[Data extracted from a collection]
PR #1156, opened 2022-11-21
Add Brescianini controller

krichardsson:
This PR adds a non linear attitude controller by Brescianini, originally written by Mike Hamer. The code has been adjusted to fit the current framework. Also, matrix, vector and quaternion operations use the math3d lib instead of the CMSIS lib to make it testable from python. 

Note: the controller uses the SI units in the power distribution system and it should be converted to use normalized forces instead to make it easier to adjust for different platforms.


whoenig (approved):
I think it's great to have this! I just don't like the naming: i) this seems to also be a position controller, not only attitude; ii) most other controllers are also non-linear (like Mellinger or INDI). Perhaps we can just name it by the name again: controller_brescianini?

krichardsson:
Sounds like a good name, I'll change it. I started with Mike's controller but that did not feel right :-)

ataffanel (approved):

=== What the task asks ===
Please transcribe the data shown above in full, exactly as it stands.

=== Expected answer ===
PR #1156, opened 2022-11-21
Add Brescianini controller

krichardsson:
This PR adds a non linear attitude controller by Brescianini, originally written by Mike Hamer. The code has been adjusted to fit the current framework. Also, matrix, vector and quaternion operations use the math3d lib instead of the CMSIS lib to make it testable from python. 

Note: the controller uses the SI units in the power distribution system and it should be converted to use normalized forces instead to make it easier to adjust for different platforms.


whoenig (approved):
I think it's great to have this! I just don't like the naming: i) this seems to also be a position controller, not only attitude; ii) most other controllers are also non-linear (like Mellinger or INDI). Perhaps we can just name it by the name again: controller_brescianini?

krichardsson:
Sounds like a good name, I'll change it. I started with Mike's controller but that did not feel right :-)

ataffanel (approved):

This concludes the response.